## Records for the exercise

>>>

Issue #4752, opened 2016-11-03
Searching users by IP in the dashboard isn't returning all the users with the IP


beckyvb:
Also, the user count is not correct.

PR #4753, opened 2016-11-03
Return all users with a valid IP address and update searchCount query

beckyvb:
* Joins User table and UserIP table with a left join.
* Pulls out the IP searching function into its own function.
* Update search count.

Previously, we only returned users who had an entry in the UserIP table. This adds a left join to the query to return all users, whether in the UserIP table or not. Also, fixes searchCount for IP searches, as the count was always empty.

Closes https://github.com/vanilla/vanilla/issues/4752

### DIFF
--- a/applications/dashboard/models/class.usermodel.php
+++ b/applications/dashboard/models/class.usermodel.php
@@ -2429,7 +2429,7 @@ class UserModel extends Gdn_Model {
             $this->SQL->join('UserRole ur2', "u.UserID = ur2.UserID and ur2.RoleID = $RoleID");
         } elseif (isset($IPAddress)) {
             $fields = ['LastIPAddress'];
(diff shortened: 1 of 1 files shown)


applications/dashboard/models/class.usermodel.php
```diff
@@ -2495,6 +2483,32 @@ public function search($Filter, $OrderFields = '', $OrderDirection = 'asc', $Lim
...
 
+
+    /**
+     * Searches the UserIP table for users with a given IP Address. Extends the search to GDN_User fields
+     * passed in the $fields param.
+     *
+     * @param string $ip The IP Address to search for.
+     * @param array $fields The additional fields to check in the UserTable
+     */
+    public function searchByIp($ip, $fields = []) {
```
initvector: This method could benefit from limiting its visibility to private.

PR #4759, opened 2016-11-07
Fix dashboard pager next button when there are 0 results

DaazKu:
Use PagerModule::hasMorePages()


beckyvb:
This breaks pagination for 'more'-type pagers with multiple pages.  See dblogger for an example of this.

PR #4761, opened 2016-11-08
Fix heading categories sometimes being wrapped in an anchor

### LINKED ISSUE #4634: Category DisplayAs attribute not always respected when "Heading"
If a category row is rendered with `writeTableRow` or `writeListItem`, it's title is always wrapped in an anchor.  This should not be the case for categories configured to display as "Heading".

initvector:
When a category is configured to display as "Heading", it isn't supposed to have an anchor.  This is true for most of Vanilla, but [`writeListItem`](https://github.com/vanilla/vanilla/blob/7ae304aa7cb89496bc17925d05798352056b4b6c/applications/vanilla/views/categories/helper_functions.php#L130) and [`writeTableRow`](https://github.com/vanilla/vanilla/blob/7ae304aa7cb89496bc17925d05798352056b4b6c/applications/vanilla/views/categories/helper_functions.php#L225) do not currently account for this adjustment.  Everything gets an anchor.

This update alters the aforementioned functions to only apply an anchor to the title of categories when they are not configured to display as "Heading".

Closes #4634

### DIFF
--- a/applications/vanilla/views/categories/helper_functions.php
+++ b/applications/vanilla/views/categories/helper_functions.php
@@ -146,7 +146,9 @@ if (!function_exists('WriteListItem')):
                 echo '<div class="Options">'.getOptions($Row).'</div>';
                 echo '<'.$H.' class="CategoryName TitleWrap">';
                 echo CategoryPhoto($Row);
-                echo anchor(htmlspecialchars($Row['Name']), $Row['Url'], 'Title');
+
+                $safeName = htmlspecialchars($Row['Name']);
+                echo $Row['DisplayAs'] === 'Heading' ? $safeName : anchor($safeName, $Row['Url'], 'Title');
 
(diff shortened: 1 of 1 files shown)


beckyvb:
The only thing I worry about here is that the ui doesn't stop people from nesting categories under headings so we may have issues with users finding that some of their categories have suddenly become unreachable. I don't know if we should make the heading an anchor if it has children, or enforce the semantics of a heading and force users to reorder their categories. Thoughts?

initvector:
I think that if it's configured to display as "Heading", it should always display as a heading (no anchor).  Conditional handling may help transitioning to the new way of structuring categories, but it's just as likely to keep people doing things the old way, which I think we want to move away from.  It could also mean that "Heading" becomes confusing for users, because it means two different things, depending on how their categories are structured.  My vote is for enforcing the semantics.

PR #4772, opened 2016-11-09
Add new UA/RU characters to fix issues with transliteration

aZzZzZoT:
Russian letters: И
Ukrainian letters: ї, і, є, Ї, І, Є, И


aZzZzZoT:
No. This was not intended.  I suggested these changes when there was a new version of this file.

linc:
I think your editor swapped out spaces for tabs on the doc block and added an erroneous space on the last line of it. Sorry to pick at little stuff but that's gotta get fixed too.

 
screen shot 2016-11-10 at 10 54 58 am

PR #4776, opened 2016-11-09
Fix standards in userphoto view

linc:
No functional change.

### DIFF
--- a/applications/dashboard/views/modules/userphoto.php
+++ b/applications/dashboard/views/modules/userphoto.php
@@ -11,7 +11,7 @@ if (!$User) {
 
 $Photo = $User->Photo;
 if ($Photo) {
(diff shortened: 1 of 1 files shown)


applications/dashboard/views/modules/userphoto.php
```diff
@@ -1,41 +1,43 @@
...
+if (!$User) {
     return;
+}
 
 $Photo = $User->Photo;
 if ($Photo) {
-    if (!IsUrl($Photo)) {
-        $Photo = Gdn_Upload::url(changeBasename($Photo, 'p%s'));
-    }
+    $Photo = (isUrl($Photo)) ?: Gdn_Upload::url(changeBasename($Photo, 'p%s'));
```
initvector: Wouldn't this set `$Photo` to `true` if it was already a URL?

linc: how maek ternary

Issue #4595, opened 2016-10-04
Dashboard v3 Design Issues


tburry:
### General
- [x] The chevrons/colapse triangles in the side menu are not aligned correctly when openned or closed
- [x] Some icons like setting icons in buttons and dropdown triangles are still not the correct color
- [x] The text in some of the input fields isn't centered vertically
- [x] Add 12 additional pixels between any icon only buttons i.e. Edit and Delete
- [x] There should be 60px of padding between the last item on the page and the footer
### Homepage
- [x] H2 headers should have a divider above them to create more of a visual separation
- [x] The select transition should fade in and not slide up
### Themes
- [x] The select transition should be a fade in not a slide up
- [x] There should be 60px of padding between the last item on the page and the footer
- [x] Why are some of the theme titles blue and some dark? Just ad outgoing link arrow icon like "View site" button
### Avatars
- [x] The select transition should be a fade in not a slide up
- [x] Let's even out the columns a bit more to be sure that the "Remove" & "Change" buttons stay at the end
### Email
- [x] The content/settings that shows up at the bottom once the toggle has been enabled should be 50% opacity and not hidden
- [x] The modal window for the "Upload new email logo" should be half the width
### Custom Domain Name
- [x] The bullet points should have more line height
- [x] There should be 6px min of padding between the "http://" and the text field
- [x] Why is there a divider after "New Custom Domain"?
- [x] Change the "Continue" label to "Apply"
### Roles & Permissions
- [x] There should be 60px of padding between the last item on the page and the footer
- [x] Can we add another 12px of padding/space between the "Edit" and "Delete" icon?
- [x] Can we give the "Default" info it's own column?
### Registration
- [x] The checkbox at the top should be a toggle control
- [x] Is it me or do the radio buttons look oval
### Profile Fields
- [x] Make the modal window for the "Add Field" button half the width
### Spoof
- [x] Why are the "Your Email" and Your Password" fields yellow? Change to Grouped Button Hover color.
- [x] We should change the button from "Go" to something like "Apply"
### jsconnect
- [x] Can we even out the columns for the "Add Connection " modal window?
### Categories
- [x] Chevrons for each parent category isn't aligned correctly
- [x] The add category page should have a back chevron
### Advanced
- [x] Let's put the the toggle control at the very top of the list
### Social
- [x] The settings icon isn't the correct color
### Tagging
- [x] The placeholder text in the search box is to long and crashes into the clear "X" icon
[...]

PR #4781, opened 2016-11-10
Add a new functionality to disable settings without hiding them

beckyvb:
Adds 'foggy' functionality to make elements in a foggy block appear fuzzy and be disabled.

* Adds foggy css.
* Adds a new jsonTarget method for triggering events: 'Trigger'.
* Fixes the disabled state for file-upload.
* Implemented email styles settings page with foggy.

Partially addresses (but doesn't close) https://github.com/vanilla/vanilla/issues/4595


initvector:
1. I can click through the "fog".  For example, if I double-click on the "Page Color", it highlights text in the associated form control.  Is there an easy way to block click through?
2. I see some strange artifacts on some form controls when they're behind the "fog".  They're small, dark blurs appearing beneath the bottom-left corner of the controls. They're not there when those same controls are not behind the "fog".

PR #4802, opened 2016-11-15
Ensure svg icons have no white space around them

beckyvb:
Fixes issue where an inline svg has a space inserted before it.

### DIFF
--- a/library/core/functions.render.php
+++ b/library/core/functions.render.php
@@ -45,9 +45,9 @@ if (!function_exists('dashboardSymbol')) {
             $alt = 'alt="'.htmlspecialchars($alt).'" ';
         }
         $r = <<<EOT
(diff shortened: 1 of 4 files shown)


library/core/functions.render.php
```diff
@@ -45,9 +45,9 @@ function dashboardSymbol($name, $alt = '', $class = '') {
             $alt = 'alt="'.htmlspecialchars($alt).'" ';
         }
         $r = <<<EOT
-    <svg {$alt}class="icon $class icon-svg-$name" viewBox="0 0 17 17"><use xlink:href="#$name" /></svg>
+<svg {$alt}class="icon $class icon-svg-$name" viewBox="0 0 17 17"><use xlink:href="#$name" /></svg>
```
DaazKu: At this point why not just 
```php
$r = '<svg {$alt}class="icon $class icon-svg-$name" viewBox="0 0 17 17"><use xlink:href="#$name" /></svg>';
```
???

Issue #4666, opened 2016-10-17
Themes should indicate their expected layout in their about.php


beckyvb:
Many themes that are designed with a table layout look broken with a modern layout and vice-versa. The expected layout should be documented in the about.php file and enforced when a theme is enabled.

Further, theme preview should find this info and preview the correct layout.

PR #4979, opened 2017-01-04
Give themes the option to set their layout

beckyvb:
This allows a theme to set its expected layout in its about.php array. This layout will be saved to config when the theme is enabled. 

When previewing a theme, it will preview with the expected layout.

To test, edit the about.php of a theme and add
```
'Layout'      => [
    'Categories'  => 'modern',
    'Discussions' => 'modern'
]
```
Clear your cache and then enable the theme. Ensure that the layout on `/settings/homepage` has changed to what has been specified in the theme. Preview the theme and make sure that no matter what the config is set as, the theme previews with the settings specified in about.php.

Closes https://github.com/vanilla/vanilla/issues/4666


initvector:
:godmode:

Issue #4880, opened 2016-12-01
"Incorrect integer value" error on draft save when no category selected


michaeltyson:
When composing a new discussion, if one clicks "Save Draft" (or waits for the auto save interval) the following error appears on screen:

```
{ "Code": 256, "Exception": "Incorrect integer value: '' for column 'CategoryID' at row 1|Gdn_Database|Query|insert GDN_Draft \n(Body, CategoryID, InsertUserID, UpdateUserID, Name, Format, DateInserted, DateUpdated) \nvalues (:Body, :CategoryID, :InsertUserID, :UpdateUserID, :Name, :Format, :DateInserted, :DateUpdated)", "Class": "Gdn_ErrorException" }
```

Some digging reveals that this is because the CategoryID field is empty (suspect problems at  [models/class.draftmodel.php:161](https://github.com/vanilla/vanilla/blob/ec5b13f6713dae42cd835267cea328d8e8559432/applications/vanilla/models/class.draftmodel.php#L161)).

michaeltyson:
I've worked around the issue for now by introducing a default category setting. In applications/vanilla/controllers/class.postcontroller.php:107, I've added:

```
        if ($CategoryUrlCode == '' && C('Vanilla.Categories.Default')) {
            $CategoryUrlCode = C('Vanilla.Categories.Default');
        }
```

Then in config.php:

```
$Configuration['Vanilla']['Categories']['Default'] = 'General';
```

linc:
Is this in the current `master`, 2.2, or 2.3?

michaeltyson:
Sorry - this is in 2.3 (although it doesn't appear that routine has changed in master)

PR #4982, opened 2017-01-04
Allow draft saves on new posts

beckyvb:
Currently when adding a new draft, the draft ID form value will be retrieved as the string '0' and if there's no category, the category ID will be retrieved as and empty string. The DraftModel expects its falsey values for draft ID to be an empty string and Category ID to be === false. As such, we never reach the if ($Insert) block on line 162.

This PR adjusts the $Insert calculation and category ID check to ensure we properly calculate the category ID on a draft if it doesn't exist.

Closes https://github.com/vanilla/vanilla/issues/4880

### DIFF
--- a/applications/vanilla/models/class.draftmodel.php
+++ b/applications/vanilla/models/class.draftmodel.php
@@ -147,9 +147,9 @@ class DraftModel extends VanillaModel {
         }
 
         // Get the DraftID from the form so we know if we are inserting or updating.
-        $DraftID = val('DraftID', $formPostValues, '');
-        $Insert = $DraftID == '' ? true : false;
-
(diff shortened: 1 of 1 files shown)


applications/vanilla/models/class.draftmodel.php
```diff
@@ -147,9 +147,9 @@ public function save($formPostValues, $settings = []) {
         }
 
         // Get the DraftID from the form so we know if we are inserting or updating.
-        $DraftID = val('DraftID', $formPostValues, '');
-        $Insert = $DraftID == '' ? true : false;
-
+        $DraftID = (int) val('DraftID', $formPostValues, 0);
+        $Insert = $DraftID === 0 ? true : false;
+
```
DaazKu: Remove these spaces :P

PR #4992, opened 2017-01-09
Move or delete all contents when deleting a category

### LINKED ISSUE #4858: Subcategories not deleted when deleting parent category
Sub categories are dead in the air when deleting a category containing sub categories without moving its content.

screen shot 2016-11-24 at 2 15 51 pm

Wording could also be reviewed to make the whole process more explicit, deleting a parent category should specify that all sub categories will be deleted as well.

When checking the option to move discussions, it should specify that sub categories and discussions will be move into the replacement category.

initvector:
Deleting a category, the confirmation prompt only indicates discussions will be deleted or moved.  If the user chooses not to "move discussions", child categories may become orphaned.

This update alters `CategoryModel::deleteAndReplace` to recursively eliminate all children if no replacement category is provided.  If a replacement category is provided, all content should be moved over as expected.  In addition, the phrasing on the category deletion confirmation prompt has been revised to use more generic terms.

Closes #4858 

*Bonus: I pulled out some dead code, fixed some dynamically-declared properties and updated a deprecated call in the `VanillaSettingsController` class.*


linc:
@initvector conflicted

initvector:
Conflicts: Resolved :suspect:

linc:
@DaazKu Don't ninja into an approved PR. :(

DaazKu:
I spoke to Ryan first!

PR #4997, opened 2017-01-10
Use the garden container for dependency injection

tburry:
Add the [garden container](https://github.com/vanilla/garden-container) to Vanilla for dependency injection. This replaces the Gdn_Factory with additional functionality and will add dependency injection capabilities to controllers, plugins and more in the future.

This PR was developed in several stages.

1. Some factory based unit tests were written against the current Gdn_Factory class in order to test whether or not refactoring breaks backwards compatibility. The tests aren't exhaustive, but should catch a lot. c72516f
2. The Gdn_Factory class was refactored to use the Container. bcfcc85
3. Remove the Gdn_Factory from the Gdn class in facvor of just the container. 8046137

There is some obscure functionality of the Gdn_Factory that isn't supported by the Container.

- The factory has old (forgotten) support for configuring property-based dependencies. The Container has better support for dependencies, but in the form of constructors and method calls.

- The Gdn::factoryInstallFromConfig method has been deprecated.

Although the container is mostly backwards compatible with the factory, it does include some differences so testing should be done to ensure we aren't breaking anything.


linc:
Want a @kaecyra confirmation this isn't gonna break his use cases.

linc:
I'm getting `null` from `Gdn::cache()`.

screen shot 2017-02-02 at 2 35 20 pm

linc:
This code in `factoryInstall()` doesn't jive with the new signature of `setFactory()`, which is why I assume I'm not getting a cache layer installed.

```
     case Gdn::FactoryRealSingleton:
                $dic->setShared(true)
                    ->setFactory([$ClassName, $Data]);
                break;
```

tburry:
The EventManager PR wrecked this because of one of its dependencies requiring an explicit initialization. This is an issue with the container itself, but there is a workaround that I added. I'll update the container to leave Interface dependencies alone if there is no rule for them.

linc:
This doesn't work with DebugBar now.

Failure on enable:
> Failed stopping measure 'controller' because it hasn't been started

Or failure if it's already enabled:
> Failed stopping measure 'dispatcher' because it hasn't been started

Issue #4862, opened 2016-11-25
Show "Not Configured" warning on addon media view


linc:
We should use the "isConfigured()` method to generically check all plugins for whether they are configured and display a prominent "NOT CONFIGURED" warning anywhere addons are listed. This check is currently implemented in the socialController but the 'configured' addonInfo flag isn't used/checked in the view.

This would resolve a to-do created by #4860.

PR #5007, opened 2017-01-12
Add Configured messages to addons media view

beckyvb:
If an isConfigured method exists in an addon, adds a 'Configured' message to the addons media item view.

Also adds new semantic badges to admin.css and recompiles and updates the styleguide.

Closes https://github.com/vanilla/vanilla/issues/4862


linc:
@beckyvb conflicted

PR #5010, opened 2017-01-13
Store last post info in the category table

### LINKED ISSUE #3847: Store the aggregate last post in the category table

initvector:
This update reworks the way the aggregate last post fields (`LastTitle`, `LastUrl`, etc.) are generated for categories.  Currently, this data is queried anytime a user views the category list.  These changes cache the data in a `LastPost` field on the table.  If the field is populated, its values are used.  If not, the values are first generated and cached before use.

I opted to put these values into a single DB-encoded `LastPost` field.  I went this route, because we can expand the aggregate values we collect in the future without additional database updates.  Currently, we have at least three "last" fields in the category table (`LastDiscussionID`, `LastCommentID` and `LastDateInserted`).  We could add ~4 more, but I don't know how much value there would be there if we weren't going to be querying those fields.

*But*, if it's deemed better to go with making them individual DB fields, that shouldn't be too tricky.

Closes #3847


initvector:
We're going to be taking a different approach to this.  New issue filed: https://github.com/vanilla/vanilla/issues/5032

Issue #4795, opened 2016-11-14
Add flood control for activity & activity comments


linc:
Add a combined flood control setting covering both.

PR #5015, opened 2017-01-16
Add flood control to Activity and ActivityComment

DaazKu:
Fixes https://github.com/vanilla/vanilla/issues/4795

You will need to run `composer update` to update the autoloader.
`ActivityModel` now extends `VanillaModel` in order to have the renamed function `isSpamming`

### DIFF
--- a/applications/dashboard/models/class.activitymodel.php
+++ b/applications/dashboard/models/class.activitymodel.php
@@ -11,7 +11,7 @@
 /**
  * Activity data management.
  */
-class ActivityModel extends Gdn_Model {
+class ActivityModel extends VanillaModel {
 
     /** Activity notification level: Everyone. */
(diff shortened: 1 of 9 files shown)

<<<

## Goal of the exercise
Go line by line through the records above and copy each one containing "measure".

## Completed task
> Failed stopping measure 'controller' because it hasn't been started
> Failed stopping measure 'dispatcher' because it hasn't been started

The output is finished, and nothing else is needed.